- Requirement -
Scan the data below and pick out the lines containing the word "consumers".

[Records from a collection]
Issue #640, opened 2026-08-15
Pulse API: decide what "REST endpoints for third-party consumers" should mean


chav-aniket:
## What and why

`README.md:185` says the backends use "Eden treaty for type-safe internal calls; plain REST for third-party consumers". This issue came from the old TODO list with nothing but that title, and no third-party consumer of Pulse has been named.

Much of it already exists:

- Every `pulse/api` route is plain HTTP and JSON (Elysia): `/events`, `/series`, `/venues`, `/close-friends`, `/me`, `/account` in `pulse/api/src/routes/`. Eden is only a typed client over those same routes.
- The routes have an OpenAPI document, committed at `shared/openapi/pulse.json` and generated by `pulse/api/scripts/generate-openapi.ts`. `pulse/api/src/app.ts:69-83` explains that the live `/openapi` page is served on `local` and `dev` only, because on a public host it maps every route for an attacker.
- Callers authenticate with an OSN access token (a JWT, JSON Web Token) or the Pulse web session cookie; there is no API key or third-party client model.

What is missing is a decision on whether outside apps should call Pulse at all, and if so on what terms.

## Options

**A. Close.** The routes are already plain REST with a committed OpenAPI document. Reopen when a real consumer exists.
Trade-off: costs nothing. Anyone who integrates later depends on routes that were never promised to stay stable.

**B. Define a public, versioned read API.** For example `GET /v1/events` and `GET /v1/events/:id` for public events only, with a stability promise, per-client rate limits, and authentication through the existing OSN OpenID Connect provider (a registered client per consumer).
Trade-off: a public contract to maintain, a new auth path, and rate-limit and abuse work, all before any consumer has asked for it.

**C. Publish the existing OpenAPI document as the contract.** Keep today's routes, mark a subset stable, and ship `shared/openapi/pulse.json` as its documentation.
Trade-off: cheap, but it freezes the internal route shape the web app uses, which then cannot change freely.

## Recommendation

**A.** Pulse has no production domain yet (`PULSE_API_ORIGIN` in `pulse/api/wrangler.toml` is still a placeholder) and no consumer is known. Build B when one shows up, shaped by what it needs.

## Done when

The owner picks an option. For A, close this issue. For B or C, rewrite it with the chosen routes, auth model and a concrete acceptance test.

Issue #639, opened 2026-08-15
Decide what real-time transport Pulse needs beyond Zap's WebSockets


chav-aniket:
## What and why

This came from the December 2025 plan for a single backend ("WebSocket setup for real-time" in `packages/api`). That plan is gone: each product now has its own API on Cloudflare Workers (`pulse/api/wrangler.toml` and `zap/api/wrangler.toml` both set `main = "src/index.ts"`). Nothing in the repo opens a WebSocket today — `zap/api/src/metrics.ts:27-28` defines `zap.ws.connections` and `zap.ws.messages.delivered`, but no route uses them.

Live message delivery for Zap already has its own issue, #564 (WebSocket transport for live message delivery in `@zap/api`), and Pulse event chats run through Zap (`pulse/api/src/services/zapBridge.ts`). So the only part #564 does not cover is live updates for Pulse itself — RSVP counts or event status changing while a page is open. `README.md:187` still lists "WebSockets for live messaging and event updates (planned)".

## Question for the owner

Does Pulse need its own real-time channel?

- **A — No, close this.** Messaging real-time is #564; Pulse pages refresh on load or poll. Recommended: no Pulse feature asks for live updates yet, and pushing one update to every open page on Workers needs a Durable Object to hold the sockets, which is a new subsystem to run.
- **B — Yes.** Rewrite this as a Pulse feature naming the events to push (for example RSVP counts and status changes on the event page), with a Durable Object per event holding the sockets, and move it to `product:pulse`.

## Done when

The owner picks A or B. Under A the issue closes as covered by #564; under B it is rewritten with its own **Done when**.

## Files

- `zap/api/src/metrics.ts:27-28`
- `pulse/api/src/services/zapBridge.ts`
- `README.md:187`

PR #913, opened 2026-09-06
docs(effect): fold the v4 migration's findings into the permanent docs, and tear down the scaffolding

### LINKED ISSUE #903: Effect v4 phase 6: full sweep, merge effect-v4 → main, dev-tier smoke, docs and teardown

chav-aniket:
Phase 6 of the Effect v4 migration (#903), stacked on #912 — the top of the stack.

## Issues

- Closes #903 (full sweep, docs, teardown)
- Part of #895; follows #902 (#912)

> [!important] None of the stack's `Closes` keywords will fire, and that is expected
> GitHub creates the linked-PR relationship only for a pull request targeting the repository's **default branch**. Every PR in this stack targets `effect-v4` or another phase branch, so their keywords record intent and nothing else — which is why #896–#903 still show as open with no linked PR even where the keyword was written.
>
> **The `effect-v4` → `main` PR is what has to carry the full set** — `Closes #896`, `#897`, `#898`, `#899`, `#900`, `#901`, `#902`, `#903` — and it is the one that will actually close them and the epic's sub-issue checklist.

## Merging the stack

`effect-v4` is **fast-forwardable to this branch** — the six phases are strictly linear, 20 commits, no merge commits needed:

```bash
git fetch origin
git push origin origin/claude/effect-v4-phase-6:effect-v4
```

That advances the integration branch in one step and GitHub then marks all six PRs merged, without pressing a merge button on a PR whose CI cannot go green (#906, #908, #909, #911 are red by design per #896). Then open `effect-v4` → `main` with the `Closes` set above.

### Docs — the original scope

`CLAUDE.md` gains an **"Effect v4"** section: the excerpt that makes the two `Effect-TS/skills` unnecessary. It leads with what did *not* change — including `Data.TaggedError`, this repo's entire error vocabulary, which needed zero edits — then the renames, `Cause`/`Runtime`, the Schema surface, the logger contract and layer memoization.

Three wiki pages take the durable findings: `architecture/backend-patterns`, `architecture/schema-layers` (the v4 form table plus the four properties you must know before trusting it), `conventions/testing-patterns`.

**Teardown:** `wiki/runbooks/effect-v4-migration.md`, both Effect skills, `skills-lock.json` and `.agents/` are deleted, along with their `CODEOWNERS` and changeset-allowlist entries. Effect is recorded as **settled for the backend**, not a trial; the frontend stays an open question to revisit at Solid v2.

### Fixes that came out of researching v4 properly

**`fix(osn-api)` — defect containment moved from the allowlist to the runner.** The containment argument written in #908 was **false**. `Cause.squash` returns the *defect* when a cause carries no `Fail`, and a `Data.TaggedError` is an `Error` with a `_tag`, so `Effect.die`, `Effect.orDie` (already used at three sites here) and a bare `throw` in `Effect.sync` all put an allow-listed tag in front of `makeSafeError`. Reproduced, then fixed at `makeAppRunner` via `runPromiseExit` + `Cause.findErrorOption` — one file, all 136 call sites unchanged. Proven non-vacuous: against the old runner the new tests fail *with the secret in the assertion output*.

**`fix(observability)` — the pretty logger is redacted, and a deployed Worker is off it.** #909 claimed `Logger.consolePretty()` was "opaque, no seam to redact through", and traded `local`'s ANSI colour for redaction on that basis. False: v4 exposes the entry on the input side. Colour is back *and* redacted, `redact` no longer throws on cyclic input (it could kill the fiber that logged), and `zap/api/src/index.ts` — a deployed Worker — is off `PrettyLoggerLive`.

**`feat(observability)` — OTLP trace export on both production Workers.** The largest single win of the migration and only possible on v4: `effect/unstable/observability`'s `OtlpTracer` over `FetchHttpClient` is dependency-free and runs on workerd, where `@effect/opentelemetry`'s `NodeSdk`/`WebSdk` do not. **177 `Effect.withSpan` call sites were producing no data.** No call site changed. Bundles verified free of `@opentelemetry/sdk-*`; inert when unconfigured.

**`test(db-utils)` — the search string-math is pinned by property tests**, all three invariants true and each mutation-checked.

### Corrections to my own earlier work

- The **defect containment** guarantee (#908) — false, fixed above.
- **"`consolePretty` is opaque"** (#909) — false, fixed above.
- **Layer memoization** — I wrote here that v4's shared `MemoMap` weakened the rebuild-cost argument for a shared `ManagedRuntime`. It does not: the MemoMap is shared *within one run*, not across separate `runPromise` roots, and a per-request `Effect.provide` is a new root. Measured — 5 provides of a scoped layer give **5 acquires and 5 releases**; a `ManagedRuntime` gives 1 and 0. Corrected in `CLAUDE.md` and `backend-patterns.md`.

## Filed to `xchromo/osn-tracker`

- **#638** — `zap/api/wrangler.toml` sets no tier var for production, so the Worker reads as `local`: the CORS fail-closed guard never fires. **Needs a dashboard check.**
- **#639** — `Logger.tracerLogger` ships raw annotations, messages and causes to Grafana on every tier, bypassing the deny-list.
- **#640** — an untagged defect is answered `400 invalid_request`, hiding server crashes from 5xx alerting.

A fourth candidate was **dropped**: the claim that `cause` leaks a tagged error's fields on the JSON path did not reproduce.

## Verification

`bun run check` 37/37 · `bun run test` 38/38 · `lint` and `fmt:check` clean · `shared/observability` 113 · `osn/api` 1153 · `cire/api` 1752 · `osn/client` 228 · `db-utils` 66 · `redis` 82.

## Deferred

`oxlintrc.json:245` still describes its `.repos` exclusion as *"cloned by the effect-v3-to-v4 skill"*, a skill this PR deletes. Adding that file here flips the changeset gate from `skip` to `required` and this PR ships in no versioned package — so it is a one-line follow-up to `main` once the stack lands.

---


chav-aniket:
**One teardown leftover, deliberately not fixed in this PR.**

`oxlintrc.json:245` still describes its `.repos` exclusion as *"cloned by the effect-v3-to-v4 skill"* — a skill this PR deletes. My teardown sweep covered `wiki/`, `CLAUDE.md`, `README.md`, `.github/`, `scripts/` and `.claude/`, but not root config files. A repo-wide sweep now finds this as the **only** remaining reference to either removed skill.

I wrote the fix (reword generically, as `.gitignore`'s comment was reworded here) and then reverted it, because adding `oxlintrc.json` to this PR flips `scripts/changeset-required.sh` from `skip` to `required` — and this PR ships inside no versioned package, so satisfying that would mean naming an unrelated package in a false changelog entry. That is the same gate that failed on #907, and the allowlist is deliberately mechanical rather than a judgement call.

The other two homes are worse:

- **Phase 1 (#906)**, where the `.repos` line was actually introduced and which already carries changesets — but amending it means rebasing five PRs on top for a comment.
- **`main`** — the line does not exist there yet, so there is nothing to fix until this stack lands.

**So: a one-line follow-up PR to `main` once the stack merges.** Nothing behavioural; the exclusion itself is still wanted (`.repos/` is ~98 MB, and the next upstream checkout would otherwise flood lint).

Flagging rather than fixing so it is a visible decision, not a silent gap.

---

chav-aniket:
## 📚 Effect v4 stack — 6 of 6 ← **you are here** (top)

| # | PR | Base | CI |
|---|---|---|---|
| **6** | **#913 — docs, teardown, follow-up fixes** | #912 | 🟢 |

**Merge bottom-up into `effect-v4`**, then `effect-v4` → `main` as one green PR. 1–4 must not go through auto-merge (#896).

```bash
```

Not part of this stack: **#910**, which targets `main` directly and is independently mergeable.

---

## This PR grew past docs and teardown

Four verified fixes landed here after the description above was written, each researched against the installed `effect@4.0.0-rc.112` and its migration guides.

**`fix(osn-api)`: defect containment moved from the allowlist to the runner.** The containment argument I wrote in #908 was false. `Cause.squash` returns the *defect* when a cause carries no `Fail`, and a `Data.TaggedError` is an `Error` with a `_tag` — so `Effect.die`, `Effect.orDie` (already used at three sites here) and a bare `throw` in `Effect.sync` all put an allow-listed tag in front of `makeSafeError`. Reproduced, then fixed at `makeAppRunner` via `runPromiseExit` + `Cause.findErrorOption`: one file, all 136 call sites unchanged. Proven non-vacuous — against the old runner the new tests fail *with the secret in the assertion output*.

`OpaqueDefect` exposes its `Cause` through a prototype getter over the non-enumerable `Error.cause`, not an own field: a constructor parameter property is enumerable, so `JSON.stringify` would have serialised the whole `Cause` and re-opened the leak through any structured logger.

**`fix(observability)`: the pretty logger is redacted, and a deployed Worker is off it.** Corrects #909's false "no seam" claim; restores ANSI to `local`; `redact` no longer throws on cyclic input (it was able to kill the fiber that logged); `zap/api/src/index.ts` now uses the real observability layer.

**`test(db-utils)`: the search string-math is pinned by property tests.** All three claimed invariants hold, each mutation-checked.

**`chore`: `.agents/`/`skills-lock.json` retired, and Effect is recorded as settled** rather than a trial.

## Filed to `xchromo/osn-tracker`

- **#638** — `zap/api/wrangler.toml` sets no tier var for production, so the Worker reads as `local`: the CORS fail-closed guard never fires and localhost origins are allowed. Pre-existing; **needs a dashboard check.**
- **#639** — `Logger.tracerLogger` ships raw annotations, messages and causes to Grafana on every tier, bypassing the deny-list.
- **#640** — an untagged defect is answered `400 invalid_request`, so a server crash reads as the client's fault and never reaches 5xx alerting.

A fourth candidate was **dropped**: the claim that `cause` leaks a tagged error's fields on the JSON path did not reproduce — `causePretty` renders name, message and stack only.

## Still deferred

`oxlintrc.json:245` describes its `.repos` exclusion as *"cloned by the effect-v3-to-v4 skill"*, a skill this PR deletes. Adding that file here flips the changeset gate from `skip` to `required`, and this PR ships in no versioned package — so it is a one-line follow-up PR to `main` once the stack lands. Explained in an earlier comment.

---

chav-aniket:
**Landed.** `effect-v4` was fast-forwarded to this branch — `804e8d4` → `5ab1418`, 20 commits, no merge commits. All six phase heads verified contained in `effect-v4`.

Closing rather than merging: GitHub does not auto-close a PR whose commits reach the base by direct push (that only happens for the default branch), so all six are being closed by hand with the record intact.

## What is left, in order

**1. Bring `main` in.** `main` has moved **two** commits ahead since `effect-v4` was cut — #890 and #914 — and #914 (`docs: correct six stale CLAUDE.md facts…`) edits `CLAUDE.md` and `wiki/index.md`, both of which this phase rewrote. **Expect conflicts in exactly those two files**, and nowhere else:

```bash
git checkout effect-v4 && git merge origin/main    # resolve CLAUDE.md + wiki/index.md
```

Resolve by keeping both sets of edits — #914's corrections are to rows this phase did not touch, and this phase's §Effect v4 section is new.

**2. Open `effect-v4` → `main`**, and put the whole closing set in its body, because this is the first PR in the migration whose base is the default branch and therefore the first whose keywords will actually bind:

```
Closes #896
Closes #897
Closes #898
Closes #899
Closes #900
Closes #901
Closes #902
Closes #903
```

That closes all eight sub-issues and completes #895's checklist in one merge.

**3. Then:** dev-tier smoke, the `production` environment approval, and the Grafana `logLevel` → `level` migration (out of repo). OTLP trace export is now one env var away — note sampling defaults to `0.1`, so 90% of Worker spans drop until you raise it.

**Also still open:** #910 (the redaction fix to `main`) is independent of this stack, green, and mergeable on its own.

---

- Answer space -
Pulse API: decide what "REST endpoints for third-party consumers" should mean
`README.md:185` says the backends use "Eden treaty for type-safe internal calls; plain REST for third-party consumers". This issue came from the old TODO list with nothing but that title, and no third-party consumer of Pulse has been named.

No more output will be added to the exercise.